■ GOAL OF THE EXERCISE:
Needed from the data below: all lines that contain the word "settings".

■ DATA FOR THIS TASK:
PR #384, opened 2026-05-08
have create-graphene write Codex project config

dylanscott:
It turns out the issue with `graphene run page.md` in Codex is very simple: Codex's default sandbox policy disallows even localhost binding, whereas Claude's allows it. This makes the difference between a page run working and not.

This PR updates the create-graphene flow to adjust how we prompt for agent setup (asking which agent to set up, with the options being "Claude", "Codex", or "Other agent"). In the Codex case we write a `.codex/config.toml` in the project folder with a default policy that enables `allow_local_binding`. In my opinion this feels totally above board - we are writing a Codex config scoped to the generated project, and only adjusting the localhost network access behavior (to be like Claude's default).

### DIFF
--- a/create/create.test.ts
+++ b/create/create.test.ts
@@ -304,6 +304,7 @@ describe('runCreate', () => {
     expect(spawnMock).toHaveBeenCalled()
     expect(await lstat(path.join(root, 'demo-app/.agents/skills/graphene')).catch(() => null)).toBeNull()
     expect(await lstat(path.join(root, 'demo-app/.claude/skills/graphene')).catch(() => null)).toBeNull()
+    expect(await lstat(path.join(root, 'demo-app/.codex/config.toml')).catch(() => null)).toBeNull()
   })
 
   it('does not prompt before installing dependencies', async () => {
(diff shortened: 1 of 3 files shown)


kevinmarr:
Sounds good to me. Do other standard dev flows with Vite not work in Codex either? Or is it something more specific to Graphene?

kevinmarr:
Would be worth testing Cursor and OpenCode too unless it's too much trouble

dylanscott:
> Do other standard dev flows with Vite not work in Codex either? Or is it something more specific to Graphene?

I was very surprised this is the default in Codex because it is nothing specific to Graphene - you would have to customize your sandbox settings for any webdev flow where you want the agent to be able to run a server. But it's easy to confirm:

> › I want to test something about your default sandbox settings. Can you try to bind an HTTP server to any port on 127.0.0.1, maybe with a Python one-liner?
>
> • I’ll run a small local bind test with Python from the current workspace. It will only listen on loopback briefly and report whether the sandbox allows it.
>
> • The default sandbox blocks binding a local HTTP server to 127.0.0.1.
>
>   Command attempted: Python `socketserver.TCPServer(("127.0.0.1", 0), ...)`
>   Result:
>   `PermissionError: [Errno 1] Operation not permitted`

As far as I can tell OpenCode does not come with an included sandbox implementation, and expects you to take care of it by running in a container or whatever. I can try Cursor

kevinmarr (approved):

* * *

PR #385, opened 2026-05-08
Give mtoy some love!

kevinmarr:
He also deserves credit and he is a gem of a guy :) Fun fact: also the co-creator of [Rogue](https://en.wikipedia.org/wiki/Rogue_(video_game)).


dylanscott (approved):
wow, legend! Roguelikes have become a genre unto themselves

■ WRITTEN ANSWER:
I was very surprised this is the default in Codex because it is nothing specific to Graphene - you would have to customize your sandbox settings for any webdev flow where you want the agent to be able to run a server. But it's easy to confirm:
> › I want to test something about your default sandbox settings. Can you try to bind an HTTP server to any port on 127.0.0.1, maybe with a Python one-liner?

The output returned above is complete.